PR #2488, opened 2023-06-02
Add combined docs schema to the dist

danielrbradley:
Enable breaking the dependency of the docs publishing process on checking out the schema that's being committed in the repository. There is a filesize limit of 100mb which the full schema current exceeds and therefore can't be committed which is why we currently have a second smaller "docs" schema which is comitted but is missing all explicit versions.

- All files in `dist/` are picked up in the GH release as an asset.
- The explode + impode process includes the whole of the current committed docs schema plus all explicit versions (without examples).

### DIFF
--- a/Makefile
+++ b/Makefile
@@ -46,7 +46,7 @@ _ := $(shell mkdir -p .make)
 .PHONY: default ensure dist
 default: provider arm2pulumi build_sdks
 ensure: bin/pulumictl .make/provider_mod_download
-dist: dist/pulumi-azure-native_$(VERSION_GENERIC)_checksums.txt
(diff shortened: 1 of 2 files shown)


thomas11:
PR description is missing the "why". Although I know it'd be useful for building the hosted arm2pulumi.

danielrbradley:
@thomas11 good call. Updated ✅

danielrbradley:
cc: @sean1588 this should provide context for the request I made about the docs publishing process

thomas11 (approved):
This is great. Maybe we can tie this into https://github.com/danielrbradley/pulumi-azure-native-schema such that the exploded schema is published somewhere browsable?

PR #2489, opened 2023-06-02
Fix weekly upgrades workflow

danielrbradley:
- Set PROVIDER_VERSION to a value as the makefile requires a value in CI. Use the same value as in make.
- Add call to upgrade_tools to also upgrade all other tool versions used in make.


danielrbradley:
Test run: https://github.com/pulumi/pulumi-azure-native/actions/runs/5157225949

danielrbradley:
So, the upgrade process works, but upgrading to the latest pu/pu CLI currently breaks our workflow.

danielrbradley:
Upgrading to the latest version of the CLI is blocked by
- https://github.com/pulumi/pulumi/issues/13087

rquitales (approved):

* * * *

# To do
As the exercise requires, copy out the data shown above word for word.

# Final answer
PR #2488, opened 2023-06-02
Add combined docs schema to the dist

danielrbradley:
Enable breaking the dependency of the docs publishing process on checking out the schema that's being committed in the repository. There is a filesize limit of 100mb which the full schema current exceeds and therefore can't be committed which is why we currently have a second smaller "docs" schema which is comitted but is missing all explicit versions.

- All files in `dist/` are picked up in the GH release as an asset.
- The explode + impode process includes the whole of the current committed docs schema plus all explicit versions (without examples).

### DIFF
--- a/Makefile
+++ b/Makefile
@@ -46,7 +46,7 @@ _ := $(shell mkdir -p .make)
 .PHONY: default ensure dist
 default: provider arm2pulumi build_sdks
 ensure: bin/pulumictl .make/provider_mod_download
-dist: dist/pulumi-azure-native_$(VERSION_GENERIC)_checksums.txt
(diff shortened: 1 of 2 files shown)


thomas11:
PR description is missing the "why". Although I know it'd be useful for building the hosted arm2pulumi.

danielrbradley:
@thomas11 good call. Updated ✅

danielrbradley:
cc: @sean1588 this should provide context for the request I made about the docs publishing process

thomas11 (approved):
This is great. Maybe we can tie this into https://github.com/danielrbradley/pulumi-azure-native-schema such that the exploded schema is published somewhere browsable?

PR #2489, opened 2023-06-02
Fix weekly upgrades workflow

danielrbradley:
- Set PROVIDER_VERSION to a value as the makefile requires a value in CI. Use the same value as in make.
- Add call to upgrade_tools to also upgrade all other tool versions used in make.


danielrbradley:
Test run: https://github.com/pulumi/pulumi-azure-native/actions/runs/5157225949

danielrbradley:
So, the upgrade process works, but upgrading to the latest pu/pu CLI currently breaks our workflow.

danielrbradley:
Upgrading to the latest version of the CLI is blocked by
- https://github.com/pulumi/pulumi/issues/13087

rquitales (approved):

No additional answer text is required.